21 Temmuz 2008 Pazartesi

Boxscore: Silivri Yağlı Güreşleri

Silivri Yağlı Güreşleri’nde başpehlivanlık kategorisinde 10 pehlivan güreşti:

* Ahmet Taşçı (Karamürsel)
* Mehmet Yılmaz (Karamürsel)
* Gökhan Arıcı (Karamürsel)
* Reşat Turgut (Karamürsel)
* Sezgin Yüksel (Kocaeli)
* Şaban Yılmaz (Samsun)
* Cengiz Zengin (Edremit)
* Fevzi Çakır (Balıkesir)
* Ahmet Yavuz (Edirne)
* Nail Kurt (Çanakkale)

Pehlivan sayısı 8 veya 16 olmadığı için elemelerde bir sorun yaşandı. Beni şaşırtan eleme sisteminin nasıl olacağına pehlivanların karar vermesiydi (Yani ben öyle gördüm). 10 pehlivandan 5’i kaldı geriye. Sonra ikinci kura çekiminde 5 numarayı çeken Cengiz Zengin’den çekilmesini istediler. Zaten tüm pehlivanlar sözleşmeli olduğundan Zengin de hiç diretmeden çekildi, müsabakalar sonrası konuştum hiç de umurunda değilmiş gibi görünüyordu zaten. Açıkçası ben üzüldüm, Ahmet Taşçı’yı eleyip kurayla elendi.

BİRİNCİ TUR
GÖKHAN ARICI – MEHMET YILMAZ
Arıcı, rakibini alta aldığı ilk pozisyonda dış kazık oyunuyla galip geldi.
ŞABAN YILMAZ – NAİL KURT
En erken biten müsabakalardandı. Şaban Yılmaz, rakibini ilk yere yıktığı pozisyonda kündeyle kazandı.
AHMET TAŞÇI – CENGİZ ZENGİN
İlk turun en sıkıcı güreşiydi. İki pehlivan sürekli ayakta birbirlerini itmekten başka bir şey yapmadı, uzatmalarda da sonuç değişmedi.
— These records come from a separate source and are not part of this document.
PR #2367, opened 2018-03-13
Use commonjs imports in relay-runtime

robrichard:
Doing the same that was done in https://github.com/facebook/relay/commit/97f24f8ebe80ebfd849db8e88f8449bfc9f9f5eb for react-relay in relay-runtime.

This is part of the first step in https://github.com/facebook/relay/issues/1590#issuecomment-372484579.

I left the `@providesModule` in the files in `relay-runtime/util/*.js` and a few others that used directly in the other packages. I can address that in the next PR by exporting them in `RelayRuntime.js`. I didn't want this one to get bigger than it already is.

### DIFF
--- a/packages/relay-runtime/RelayRuntime.js
+++ b/packages/relay-runtime/RelayRuntime.js
@@ -11,30 +11,30 @@
 
 'use strict';
 
-const RelayConcreteNode = require('RelayConcreteNode');
-const RelayConnectionHandler = require('RelayConnectionHandler');
-const RelayConnectionInterface = require('RelayConnectionInterface');
-const RelayCore = require('RelayCore');
-const RelayDeclarativeMutationConfig = require('RelayDeclarativeMutationConfig');
-const RelayInMemoryRecordSource = require('RelayInMemoryRecordSource');
-const RelayMarkSweepStore = require('RelayMarkSweepStore');
-const RelayModernEnvironment = require('RelayModernEnvironment');
-const RelayModernGraphQLTag = require('RelayModernGraphQLTag');
-const RelayNetwork = require('RelayNetwork');
-const RelayObservable = require('RelayObservable');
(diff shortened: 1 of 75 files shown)


alloy:
Nice 👌 

I think it would make sense to add a lint rule, such as [this one](https://github.com/facebook/react-native/pull/13014) by @janicduplessis, to this repo. There’s probably a bunch of changes needed of all open PRs and it could be hard to remember for FB employees to not use Haste imports as it will just work for them.

kassens:
Sorry, this is blocked by deep reliance on the `@providesModule` names to import flow types and private modules all over the place. I hope I can make some progress on this at some point, but it's not the highest priority :(

When we have this, I think the open source will be cleaner, but it's a mess to change this.

robrichard:
@kassens is there any point in leaving the `@providesModule` but still updating the `requires` to relative imports?

kassens:
In one of our environments we don't support a mix of both. The `@providesModule` version is the one "native" to most FB code and commonjs somewhat of a hack. I'll see if I can make slow progress on this as it would make a bunch of things easier like proper flow type exports.

alloy:
Very naive thought, but would it be feasible to have a script for that one environment that changes commonjs imports to haste ones and moves all the files back into a flat structure?

robrichard:
@kassens would it be possible to update relay to use ES6 modules while still maintaining compatibility with the FB haste system?

If it's possible, I'd like to open PR to do that to get closer to shipping optimized flat bundles (https://github.com/facebook/relay/issues/1590#issuecomment-372484579).

kassens:
Hey, I think it doesn't make sense to have this as a PR as the hardest part is figuring out the internal cleanup which probably needs to happen somewhat incrementally to keep the changes sane. (A bunch of internal references need to be updates when a module is moved).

Uzatma ve kuraların bahtsız pehlivanı Ahmet Taşçı kurayla veda etti. Açıkçası Taşçı’yı böyle görünce üzüldüm. Artık bırakma zamanı gelmiş gibi göründü bize. Bu arada yukarıda bahsettik, bu karşılaşmanın galibi Cengiz Zengin, yarı finalden çekildi.
AHMET YAVUZ – REŞAT TURGUT
Güreşin genelinde agresif olan ve daha çok oyun deneyen Reşat Turgut’tu. Karamürselli pehlivanın üstte olduğu süre daha fazlaydı ama üstteyken kendi oyunuyla rakibine mağlup oldu.
SEZGİN YÜKSEL – FEVZİ ÇAKIR
Yüksel, karşılaşmanın genelinde çok üstünde, rakibine fazla şans tanımadı, özellikle cüssesini iyi kullandı. Dış kazık-paça oyunuyla galip geldi.

YARI FİNAL

ŞABAN YILMAZ – GÖKHAN ARICI
Sürekli aynı şey oldu. Yılmaz, Arıcı’yı saha kenarına doğru itti, Arıcı rakibine ha bire boyunduruk vurmaya çalıştı. Hakem güreşi ortaya aldı, Şaban Yılmaz karizmatik bir şekilde salına salına ortaya geldi. Tekrar el ense, tekrar Yılmaz daldı, Arıcı yine savunmaya çekildi. Gökhan Arıcı güreşmeye niyetli olmayınca 3 ihtar aldı, Şaban Yılmaz kazandı. Bu arada bir pozisyonda Arıcı’nın kuraldışı boyunduruk hareketine çok kızan Şaban Yılmaz, “gel bak nasıl oluyormuş” diye aynı hareketi hakeme de yaptı!
SEZGİN YÜKSEL – AHMET YAVUZ
Müsabakanın genelinde Sezgin Yüksel çok üstündü ancak Ahmet Yavuz ne kadar iyi bir savunma güreşçisi olduğunu gösterdi. Yine rakibinin atak yaptığı bir anda paça-kasnakla Sezgin Yüksel’i üzerinden aşırdı ve tuş!

FİNAL
ŞABAN YILMAZ – AHMET YAVUZ
Diğer karşılaşmaların aksine Ahmet Yavuz bu sefer daha agresif başladı ve rakibini alta almayı da başardı. Ancak kondisyon açısından rakibine olan üstünlüğü belli olan Şaban Yılmaz, üstünlüğü ele aldı ve rakibini tuş etmeyi başardı.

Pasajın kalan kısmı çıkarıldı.